RH294 - ch02s06

Bookmark this page

Guided Exercise: Running Ad Hoc Commands

In this exercise, you will execute ad hoc commands on multiple managed hosts.

Outcomes

You should be able to execute commands on managed hosts on an ad hoc basis using privilege escalation.

You will execute ad hoc commands on workstation and servera using the devops user account. This account has the same sudo configuration on both workstation and servera.

On workstation, run the lab deploy-adhoc start command. This script ensures that the managed host servera is reachable on the network. It also creates and populates the /home/student/deploy-adhoc working directory with materials used in this exercise.

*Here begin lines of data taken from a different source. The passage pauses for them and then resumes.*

PR #3794, opened 2020-11-03
[Streaming] more dependency cleanup

earce:
Cleaning up
- commons-io
- fluent-hc
- fastjson

@timmolter


earce:
@timmolter wanted to follow up on this

PR #3800, opened 2020-11-11
[BX] removing defunct exchange

earce:
https://bitcoinmagazine.com/articles/thai-crypto-exchange-bx-in-th-shuts-down


earce:
@timmolter

PR #263, opened 2020-01-01
Incorporate example prototypes for untyped initializers + optimizers into the library

austinvhuang:
- [X] Move initializers module to library
- [X] Move optimizers module to library
- [X] Move sgd implementation to optim module, update dependencies
- [X] Make examples use library dependencies
- [x] Migrate prior sgd implementations to conform to the generic optimizer typeclass pattern
- [X] resolve conflicts

Notes for discussion:
- Simplifying randn so there aren't two separate implementations (the older version doesn't use the new representation of RNGs). Not entirely happy with forcing the user to seed / instantiate an RNG to be get going, ideally there's syntactic sugar for a top-level IO version for users that don't care about (or prefer) non-deterministic executions. (see changes to `examples/regression/Main.hs`
- Previously gradients were tensors or `type` aliases for tensors. Should gradients be newtype wrapped tensors so they are distinguished at the type level?
- Same question could be applied to `LearningRate` - should LearningRate be a newtype wrapped tensor?

TODO:
- [ ] Implement initializer testspec
- [ ] Implement optimizer testspec


hasktorch/src/Torch/Optim.hs
```diff
@@ -11,13 +11,26 @@ import Torch.Autograd
 import Torch.NN
 
 type LearningRate = Tensor
+type Loss = Tensor -- TODO - consider newtype wrapping?
 newtype Gradients = Gradients [Tensor] deriving Show
 
 grad' t p = Gradients (grad t p)
```
tscholak: add top level type signature?

hasktorch/src/Torch/Optim.hs
```diff
@@ -11,13 +11,26 @@ import Torch.Autograd
...
 
 class Optimizer o where
     step :: LearningRate -> Gradients -> [Tensor] -> o -> ([Tensor], o)
 
+-- | run a single iteration of an optimizer, returning new parameters and updated optimizer state
+runStep :: (Show p, Parameterized p, Optimizer o) =>
+        p -> o -> Loss -> LearningRate -> IO ([Parameter], o)
+runStep paramState optState lossValue lr = do
```
tscholak: ah, I defined the same function for the typed optimizers :)

hasktorch/src/Torch/Optim.hs
```diff
@@ -37,6 +50,15 @@ gd' lr gradients depParameters dummy = (gd lr gradients depParameters, dummy)
 instance Optimizer GD where
     step = gd'
 
+-- TODO - alias sgd to gd once dependencies are migrated
+-- sgd = gd
+
+sgd :: Tensor -> [Parameter] -> [Tensor] -> [Tensor]
```
tscholak:
```suggestion
sgd :: LearningRate -> [Parameter] -> [Tensor] -> [Tensor]
```

hasktorch/src/Torch/Optim.hs
austinvhuang: This was originally `runIter` in the optimizers example and was a bit messier w/ its responsibilities (had the loss function passed in as a HoF instead of the value, did logging which required iteration information be passed in), rejiggered it to have the same shape as your module's function.

hasktorch/src/Torch/Optim.hs
austinvhuang: Updated, although I'm hoping to deprecate sgd in this form (with Parameters as input) entirely.

Similar to the typed module - optimizer functions in Optim operate on tensors (instead of [Parameter]) and runStep bridges the marshalling between independent/dependent tensors. So for the examples, the typical pattern would be to call runStep with the selected optimizer instead of sgd directly.

I like this decoupling a little better because the optimizers can be used in other contexts outside backprop / computation graphs. As a side benefit this makes the examples less verbose and easier to grok for beginners since it hides the rituals around flattening / dependent tensors from the end user a little bit.

austinvhuang:
If this looks alright - propose going ahead with a merge as a few upstream changes in master are starting to drift. Will submit a separate PR for tests.

austinvhuang:
Thanks @tscholak! That’d be great, I think a lot of this exists in the typed optim module from what I saw.

tscholak:
some of it, yes. `runStep` is there as well.
I was more thinking of the initializer functions. we have some ad-hoc definitions in the typed `LSTM` and `GRU` modules that I'd like to retire, see https://github.com/hasktorch/hasktorch/blob/master/hasktorch/src/Torch/Typed/NN/Recurrent/LSTM.hs#L270-L315

PR #267, opened 2020-01-10
Add a sample using dataloader

junjihashimoto:
- [x] Add Dataloader like [pytorch's dataloader](https://pytorch.org/docs/stable/data.html)
- [x] Add stream interface for training loop to use the dataloader.
- [x] Add a sample using CIFAR-10

This pr uses dh-core. See following links.

https://github.com/DataHaskell/dh-core/blob/master/datasets/src/Numeric/Dataloader.hs
https://github.com/DataHaskell/dh-core/blob/master/datasets/src/Numeric/Datasets.hs

The dataloader supports batch, shuffle and transform.
In addition to these, the datasets supports various data-sets including CIFAR-10.


junjihashimoto:
image

austinvhuang:
Thank you @junjihashimoto ! Having a dataloader workflow is a big help.

@stites and @tscholak what do you think since we were discussing this recently? We had also talked about using pipes, but personally I'd be okay with tackling convergence in a separate PR.

junjihashimoto:
http://hackage.haskell.org/package/streaming-0.1.4.3/docs/Streaming-Prelude.html
We can transform stream-type into any stream-types via foldrT.

```
foldrT (\a p -> Streaming.yield a >> p) = id
foldrT (\a p -> Pipes.yield a     >> p) :: Monad m => Stream (Of a) m r -> Producer a m r
foldrT (\a p -> Conduit.yield a   >> p) :: Monad m => Stream (Of a) m r -> Conduit a m r
```

https://hackage.haskell.org/package/streamly-0.7.1/docs/Streamly-Internal-Data-Stream-StreamK-Type.html#t:Stream
I'm not sure if streamly can do this.
```
foldrT (\a p -> Streamly.yield a   >> p) :: (IsStream t, Monad m) => Stream (Of a) m () -> t m a
```

tscholak:
hi, I'm a bit confused about the goal and the problem.
why do we need to convert between streaming types? and which types are we trying to convert between?

junjihashimoto:
Before thinking convertions, dataloader's goal are followings from https://pytorch.org/docs/stable/data.html.

1. Load custom data
2. Preprocess / Transform
3. Support shuffle or randomize for training.
4. Batching
5. Single/Multiprocess

Both datasets and stream which datasets uses support number 1 and 4 mainly.(I know it provides interface for number 2 and 3.)
But number 5 is not supported.

In other hand, streamly supports number 5, but it does not support others.
https://hackage.haskell.org/package/streamly

Convertions between streaming types will help us achieve all goals.

junjihashimoto:
image

https://hackage.haskell.org/package/datasets-0.4.0/docs/src/Numeric.Datasets.CIFAR10.html#parseCifar

This parser is not so fast.

junjihashimoto:
This dataloader has issues for both abstraction and performance.
I will move it into experimental directory.

PR #268, opened 2020-01-10
Add IValue

junjihashimoto:
- [x] Add IValue to support TorchScript.
- [ ] Support all types of https://pytorch.org/docs/stable/jit.html#types


examples/load-torchscript/Main.hs
```diff
@@ -0,0 +1,33 @@
...
+  model <- load "resnet_model.pt"
+  mimg <- readImage "elephant.jpg"
+  case mimg of
+    Left err -> print err
+    Right img'-> do
+      let img = IVTensor $ D.toType D.Float $ hwc2chw img'
+      v <- forward model [img]
+      case v of
+        IVTensor v' -> print $ D.argmax (D.Dim 1) D.RemoveDim v'
+        _ -> print "Return value is not tensor."
```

[student@workstation ~]$ lab deploy-adhoc start

Procedure 2.3. Instructions

Determine the sudo configuration for the devops account on both workstation and servera.
1. Determine the sudo configuration for the devops account that was configured when workstation was built. Enter student if prompted for the password for the student account.
```
[student@workstation ~]$ sudo -l -U devops
...output omitted...
User devops may run the following commands on workstation:
    (ALL) NOPASSWD: ALL
```
  Note that the user has full sudo privileges but does not require password authentication.
2. Determine the sudo configuration for the devops account that was configured when servera was built.
```
[student@workstation ~]$ ssh devops@servera.lab.example.com
[devops@servera ~]$ sudo -l
...output omitted...
User devops may run the following commands on servera:
    (ALL) NOPASSWD: ALL
[devops@servera ~]$ exit
```
  Note that the user has full sudo privileges but does not require password authentication.
Change directory to /home/student/deploy-adhoc and examine the contents of the ansible.cfg and inventory files.
```
[student@workstation ~]$ cd ~/deploy-adhoc
[student@workstation deploy-adhoc]$ cat ansible.cfg
[defaults]
inventory=inventory
[student@workstation deploy-adhoc]$ cat inventory
[control_node]
localhost

[intranetweb]
servera.lab.example.com
```
The configuration file uses the directory's inventory file as the Ansible inventory. Note that Ansible is not yet configured to use privilege escalation.

Using the all host group and the ping module, execute an ad hoc command that ensures all managed hosts can run Ansible modules using Python.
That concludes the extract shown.